» **ABOUT THIS EXERCISE**
Look through the data below for the line with "https://dictionary.cambridge.org/dictionary/english/checkout", and transcribe it exactly together with each line after it up to and including the line with "znarf: @SudharakaP Thank". Give nothing else.

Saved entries
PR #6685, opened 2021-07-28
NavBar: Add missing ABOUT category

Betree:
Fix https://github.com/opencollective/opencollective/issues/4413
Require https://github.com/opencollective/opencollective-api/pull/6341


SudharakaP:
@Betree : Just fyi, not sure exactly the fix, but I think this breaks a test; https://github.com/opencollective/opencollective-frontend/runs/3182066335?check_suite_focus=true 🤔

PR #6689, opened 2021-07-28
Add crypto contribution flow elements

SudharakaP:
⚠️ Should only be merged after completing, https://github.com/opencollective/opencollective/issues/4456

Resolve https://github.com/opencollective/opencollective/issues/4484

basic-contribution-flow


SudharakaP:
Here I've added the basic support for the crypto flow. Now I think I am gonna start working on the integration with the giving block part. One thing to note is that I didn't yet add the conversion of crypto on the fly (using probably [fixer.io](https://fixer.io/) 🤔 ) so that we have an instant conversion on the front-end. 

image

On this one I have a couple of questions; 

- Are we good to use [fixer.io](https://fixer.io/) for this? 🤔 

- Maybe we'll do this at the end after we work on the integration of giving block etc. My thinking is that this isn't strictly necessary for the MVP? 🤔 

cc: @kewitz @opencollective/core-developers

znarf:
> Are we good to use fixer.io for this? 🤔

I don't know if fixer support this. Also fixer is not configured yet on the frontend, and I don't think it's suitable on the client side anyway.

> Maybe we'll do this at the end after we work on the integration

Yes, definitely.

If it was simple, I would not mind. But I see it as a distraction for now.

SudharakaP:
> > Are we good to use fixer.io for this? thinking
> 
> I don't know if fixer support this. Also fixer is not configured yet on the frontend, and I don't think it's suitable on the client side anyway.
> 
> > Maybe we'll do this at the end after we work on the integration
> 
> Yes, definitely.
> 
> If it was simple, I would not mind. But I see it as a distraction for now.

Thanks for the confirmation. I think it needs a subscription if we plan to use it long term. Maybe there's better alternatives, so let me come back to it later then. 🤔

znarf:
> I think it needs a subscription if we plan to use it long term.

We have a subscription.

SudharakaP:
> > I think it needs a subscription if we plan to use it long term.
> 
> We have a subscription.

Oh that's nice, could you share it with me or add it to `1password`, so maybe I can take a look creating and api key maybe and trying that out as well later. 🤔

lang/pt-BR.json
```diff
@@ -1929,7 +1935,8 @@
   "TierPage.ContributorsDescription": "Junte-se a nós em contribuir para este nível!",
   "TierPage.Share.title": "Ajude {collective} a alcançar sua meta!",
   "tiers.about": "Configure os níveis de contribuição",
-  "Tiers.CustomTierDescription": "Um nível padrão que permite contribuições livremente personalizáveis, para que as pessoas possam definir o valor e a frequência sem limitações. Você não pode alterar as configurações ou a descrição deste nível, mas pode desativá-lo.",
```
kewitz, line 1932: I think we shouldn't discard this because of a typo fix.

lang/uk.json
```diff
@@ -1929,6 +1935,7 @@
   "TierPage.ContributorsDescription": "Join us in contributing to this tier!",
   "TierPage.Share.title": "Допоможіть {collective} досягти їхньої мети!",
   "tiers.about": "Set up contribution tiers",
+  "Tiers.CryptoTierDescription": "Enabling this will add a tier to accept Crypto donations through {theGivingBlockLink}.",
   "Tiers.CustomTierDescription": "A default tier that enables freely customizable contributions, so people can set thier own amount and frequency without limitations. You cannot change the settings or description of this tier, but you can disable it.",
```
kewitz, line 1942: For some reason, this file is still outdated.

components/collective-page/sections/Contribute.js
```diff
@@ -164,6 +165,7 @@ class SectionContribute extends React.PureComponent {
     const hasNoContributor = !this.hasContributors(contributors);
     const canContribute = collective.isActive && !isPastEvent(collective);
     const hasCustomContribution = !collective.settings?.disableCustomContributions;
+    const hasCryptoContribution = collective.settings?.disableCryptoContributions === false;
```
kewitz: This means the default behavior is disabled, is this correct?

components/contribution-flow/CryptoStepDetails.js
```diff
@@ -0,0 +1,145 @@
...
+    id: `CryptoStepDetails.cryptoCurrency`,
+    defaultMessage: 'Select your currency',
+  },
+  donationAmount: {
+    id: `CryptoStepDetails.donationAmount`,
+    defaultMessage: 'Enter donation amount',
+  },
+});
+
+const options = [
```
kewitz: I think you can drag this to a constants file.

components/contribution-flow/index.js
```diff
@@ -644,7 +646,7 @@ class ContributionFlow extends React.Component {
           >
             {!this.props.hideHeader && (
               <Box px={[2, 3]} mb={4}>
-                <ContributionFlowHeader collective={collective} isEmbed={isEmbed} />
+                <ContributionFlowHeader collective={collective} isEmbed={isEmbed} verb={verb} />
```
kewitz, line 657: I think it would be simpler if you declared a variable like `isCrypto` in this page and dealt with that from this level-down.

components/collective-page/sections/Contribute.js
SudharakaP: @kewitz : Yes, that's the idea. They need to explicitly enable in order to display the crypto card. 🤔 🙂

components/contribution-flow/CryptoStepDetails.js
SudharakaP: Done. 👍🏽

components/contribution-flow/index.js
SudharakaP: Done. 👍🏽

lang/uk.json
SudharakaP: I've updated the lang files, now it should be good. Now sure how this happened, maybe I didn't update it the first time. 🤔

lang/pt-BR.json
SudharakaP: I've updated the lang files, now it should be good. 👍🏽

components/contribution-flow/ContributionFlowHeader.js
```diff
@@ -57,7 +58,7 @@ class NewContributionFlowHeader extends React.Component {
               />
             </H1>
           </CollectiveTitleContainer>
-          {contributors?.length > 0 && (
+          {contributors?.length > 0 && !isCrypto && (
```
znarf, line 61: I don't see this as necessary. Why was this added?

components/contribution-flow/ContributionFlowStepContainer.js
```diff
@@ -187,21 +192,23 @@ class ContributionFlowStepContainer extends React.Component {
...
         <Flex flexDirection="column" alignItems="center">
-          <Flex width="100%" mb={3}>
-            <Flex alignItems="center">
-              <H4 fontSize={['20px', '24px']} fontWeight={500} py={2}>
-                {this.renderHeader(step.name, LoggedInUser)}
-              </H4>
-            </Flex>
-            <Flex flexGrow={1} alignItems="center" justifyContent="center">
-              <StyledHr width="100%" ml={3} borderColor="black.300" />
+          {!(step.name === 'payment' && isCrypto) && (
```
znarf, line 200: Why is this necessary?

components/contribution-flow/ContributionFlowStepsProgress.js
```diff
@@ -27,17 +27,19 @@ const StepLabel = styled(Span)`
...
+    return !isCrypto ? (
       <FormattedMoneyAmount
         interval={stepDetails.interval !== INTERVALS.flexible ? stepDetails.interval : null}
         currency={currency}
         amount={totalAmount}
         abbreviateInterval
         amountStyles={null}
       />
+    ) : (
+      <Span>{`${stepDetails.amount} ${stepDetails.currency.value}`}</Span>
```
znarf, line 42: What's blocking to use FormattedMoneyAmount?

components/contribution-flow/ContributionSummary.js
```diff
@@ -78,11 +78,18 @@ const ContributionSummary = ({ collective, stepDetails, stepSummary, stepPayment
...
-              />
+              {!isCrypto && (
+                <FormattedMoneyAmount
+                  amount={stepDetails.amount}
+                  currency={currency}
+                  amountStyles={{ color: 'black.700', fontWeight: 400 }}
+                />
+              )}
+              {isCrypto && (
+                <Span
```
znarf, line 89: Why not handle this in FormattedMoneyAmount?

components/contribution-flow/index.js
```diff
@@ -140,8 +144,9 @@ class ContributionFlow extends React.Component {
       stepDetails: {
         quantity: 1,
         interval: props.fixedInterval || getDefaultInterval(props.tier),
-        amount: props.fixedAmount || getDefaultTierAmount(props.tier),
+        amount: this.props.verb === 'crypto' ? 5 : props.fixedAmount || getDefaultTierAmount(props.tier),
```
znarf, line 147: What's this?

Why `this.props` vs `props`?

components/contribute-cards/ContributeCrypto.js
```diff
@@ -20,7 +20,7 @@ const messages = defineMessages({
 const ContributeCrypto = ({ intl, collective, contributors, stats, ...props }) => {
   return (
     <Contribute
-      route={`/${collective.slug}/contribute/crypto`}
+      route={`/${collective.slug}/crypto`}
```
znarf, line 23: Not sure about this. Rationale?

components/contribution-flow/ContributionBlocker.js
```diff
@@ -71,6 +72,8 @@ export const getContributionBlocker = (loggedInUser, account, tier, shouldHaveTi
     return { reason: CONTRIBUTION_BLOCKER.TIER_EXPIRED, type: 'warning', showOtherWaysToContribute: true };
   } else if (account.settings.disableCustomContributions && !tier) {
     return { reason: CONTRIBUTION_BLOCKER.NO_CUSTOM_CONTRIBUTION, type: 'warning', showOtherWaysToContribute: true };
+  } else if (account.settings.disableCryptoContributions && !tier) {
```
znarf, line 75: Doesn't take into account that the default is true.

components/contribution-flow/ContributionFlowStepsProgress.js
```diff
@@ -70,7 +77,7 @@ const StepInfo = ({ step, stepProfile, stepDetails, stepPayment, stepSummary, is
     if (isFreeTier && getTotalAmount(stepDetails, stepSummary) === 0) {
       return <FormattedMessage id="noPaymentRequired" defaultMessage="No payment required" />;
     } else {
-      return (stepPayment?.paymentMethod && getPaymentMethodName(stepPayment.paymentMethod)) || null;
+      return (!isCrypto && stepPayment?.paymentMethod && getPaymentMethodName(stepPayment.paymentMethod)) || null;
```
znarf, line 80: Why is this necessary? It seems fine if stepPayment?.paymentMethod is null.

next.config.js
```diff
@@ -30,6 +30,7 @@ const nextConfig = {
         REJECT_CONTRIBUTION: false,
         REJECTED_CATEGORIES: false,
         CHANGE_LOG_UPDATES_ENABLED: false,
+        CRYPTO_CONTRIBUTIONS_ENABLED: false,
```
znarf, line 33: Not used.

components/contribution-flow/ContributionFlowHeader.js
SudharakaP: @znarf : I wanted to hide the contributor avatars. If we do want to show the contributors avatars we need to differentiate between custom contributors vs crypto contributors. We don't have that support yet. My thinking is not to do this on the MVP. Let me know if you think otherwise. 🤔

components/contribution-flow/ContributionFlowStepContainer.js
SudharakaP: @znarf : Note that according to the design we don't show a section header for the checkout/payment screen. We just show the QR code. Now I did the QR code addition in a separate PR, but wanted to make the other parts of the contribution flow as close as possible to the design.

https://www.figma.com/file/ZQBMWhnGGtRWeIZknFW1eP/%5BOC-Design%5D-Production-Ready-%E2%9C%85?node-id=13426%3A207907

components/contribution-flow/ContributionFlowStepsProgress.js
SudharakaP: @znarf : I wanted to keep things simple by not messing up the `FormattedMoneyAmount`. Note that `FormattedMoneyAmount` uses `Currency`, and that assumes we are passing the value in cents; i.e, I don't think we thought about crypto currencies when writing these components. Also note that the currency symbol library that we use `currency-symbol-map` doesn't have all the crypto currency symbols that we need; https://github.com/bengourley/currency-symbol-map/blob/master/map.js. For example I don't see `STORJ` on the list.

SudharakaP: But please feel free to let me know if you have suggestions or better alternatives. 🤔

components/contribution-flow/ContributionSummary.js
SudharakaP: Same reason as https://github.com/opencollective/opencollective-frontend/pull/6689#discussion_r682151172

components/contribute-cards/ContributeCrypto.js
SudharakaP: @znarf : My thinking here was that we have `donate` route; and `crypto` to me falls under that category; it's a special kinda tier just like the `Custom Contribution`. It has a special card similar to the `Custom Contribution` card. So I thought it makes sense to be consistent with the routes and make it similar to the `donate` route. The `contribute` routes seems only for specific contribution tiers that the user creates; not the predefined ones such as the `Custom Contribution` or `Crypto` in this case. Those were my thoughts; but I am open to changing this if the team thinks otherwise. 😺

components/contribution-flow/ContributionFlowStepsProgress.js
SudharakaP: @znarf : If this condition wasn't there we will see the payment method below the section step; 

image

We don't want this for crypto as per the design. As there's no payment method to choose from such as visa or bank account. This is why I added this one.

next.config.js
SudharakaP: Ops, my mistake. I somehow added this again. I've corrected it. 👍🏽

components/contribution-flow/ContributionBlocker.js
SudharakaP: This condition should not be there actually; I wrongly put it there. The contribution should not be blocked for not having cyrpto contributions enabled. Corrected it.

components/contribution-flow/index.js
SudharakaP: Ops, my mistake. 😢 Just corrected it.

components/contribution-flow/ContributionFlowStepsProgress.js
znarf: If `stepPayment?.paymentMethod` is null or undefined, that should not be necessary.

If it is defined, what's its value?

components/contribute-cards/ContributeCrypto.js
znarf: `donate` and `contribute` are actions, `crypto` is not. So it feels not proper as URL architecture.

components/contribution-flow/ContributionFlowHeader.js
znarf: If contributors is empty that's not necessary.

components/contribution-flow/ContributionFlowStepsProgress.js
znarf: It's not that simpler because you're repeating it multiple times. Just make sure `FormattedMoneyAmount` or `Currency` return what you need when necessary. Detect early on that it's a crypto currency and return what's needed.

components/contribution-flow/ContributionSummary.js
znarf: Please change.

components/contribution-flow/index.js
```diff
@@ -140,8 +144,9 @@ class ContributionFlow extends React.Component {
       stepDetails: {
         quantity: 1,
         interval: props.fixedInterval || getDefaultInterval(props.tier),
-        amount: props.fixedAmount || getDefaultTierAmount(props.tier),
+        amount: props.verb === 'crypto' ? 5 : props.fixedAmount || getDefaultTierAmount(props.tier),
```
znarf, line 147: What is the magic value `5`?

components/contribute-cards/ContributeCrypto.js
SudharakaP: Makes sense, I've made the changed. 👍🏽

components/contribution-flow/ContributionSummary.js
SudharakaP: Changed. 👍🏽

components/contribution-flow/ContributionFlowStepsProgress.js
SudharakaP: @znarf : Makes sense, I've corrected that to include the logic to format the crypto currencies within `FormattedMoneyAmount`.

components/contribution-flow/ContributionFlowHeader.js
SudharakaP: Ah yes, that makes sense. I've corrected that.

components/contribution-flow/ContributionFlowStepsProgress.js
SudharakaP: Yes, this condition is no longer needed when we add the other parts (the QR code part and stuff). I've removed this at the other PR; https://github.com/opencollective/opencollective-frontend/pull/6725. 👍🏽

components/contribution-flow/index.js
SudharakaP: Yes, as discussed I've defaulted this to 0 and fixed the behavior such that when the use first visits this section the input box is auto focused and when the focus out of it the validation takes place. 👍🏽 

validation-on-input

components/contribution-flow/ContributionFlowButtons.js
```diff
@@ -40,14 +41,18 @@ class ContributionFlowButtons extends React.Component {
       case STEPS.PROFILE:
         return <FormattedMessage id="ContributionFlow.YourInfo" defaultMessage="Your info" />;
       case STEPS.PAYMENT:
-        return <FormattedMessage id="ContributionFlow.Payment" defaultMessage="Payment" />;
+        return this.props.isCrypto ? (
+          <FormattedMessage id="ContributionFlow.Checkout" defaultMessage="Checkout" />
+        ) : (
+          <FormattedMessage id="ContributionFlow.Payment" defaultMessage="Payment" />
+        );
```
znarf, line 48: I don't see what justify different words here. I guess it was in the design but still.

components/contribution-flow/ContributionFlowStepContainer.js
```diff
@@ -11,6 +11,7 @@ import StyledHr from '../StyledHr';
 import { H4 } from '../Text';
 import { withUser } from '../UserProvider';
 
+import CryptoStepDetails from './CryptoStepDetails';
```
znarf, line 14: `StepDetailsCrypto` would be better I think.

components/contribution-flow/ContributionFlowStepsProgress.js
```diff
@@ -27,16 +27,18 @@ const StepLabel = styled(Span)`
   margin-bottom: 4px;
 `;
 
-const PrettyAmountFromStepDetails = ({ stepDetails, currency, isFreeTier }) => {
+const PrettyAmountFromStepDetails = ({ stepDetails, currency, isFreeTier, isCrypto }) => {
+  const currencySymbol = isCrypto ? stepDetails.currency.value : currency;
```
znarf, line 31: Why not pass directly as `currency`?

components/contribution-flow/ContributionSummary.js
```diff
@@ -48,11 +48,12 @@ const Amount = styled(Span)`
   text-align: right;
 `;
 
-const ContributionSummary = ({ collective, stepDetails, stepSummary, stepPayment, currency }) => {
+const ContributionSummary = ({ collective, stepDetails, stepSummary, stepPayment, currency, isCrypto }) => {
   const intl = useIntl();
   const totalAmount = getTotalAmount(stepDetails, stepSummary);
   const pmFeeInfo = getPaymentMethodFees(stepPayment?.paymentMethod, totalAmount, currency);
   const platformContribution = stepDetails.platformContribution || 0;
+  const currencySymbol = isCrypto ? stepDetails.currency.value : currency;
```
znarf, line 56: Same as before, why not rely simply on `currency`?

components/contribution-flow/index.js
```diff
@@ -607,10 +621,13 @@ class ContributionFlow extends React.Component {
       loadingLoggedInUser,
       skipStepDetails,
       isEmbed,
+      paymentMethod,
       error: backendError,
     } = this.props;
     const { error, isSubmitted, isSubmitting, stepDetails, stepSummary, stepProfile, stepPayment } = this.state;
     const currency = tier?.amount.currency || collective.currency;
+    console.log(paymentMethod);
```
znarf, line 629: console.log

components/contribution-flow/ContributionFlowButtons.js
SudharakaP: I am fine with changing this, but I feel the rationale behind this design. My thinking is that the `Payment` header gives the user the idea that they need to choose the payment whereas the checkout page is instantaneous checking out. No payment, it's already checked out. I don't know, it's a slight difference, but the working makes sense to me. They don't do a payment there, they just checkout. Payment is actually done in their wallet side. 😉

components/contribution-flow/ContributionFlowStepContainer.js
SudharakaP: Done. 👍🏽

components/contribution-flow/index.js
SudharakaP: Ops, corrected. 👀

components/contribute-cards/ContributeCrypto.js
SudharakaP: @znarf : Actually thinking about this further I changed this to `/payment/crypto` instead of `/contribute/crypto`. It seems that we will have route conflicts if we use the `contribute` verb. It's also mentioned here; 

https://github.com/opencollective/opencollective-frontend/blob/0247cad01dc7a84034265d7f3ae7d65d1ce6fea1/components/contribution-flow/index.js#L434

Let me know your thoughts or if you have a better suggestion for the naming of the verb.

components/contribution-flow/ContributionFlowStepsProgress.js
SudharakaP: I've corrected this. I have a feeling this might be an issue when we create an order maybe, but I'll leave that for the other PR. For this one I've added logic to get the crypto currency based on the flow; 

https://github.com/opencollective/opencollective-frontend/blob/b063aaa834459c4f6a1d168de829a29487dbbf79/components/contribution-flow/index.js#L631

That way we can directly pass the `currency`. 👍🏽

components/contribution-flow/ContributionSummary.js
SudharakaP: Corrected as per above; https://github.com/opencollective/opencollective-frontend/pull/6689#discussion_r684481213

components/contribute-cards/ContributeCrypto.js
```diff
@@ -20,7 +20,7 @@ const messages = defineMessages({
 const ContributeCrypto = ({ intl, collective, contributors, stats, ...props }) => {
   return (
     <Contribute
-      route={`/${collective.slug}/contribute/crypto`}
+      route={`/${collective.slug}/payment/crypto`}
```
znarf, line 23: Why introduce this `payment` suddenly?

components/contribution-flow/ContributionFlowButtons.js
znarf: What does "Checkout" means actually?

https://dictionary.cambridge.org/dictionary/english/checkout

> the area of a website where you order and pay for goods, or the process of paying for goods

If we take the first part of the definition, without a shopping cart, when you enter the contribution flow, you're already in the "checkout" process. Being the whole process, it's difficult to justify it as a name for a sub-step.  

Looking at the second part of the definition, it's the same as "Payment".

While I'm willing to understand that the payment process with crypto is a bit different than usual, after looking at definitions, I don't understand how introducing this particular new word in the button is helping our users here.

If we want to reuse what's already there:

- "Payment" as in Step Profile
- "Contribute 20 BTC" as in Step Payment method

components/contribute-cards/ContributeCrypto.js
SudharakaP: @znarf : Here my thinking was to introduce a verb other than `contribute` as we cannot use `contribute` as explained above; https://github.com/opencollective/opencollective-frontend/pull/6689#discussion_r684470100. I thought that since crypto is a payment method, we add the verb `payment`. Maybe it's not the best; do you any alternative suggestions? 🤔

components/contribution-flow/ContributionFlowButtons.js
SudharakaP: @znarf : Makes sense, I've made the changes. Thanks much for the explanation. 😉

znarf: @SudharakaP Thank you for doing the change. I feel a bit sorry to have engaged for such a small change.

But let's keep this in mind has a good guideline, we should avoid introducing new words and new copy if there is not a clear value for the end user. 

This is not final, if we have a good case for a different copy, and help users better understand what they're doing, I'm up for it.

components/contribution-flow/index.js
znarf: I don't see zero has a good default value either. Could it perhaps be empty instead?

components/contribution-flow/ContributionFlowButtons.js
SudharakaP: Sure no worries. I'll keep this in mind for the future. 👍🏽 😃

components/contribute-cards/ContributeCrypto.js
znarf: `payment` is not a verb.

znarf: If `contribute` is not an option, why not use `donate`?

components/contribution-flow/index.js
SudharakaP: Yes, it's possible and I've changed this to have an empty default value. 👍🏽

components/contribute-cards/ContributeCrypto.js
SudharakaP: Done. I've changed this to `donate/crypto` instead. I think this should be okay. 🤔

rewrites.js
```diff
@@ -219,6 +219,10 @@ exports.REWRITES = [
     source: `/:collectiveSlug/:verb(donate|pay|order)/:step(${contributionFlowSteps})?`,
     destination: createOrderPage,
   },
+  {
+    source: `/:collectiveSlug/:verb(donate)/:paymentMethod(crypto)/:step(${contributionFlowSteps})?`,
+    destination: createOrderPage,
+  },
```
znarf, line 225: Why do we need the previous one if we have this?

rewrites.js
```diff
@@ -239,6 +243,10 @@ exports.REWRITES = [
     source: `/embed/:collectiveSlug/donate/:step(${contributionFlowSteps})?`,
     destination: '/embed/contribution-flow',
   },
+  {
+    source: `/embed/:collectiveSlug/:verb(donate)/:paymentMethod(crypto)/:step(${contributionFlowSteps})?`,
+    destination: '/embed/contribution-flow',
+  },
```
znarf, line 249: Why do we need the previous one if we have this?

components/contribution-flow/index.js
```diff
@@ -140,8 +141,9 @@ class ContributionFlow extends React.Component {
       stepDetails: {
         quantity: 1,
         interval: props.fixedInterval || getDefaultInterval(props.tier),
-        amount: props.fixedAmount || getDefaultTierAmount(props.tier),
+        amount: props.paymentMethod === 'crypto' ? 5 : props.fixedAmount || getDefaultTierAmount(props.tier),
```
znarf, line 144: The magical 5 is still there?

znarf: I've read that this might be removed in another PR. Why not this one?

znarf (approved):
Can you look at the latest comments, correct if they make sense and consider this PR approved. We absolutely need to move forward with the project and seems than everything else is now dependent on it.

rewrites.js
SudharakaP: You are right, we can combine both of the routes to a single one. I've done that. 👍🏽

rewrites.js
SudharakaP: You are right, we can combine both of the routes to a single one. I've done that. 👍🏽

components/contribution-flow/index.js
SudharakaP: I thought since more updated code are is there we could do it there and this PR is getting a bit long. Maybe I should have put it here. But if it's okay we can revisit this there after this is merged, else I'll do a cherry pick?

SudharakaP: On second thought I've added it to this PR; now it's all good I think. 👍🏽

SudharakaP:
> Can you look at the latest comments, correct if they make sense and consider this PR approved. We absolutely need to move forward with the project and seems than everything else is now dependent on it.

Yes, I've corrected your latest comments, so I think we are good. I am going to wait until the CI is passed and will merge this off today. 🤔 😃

» **RESPONSE BELOW**
https://dictionary.cambridge.org/dictionary/english/checkout

> the area of a website where you order and pay for goods, or the process of paying for goods

If we take the first part of the definition, without a shopping cart, when you enter the contribution flow, you're already in the "checkout" process. Being the whole process, it's difficult to justify it as a name for a sub-step.  

Looking at the second part of the definition, it's the same as "Payment".

While I'm willing to understand that the payment process with crypto is a bit different than usual, after looking at definitions, I don't understand how introducing this particular new word in the button is helping our users here.

If we want to reuse what's already there:

- "Payment" as in Step Profile
- "Contribute 20 BTC" as in Step Payment method

components/contribute-cards/ContributeCrypto.js
SudharakaP: @znarf : Here my thinking was to introduce a verb other than `contribute` as we cannot use `contribute` as explained above; https://github.com/opencollective/opencollective-frontend/pull/6689#discussion_r684470100. I thought that since crypto is a payment method, we add the verb `payment`. Maybe it's not the best; do you any alternative suggestions? 🤔

components/contribution-flow/ContributionFlowButtons.js
SudharakaP: @znarf : Makes sense, I've made the changes. Thanks much for the explanation. 😉

znarf: @SudharakaP Thank you for doing the change. I feel a bit sorry to have engaged for such a small change.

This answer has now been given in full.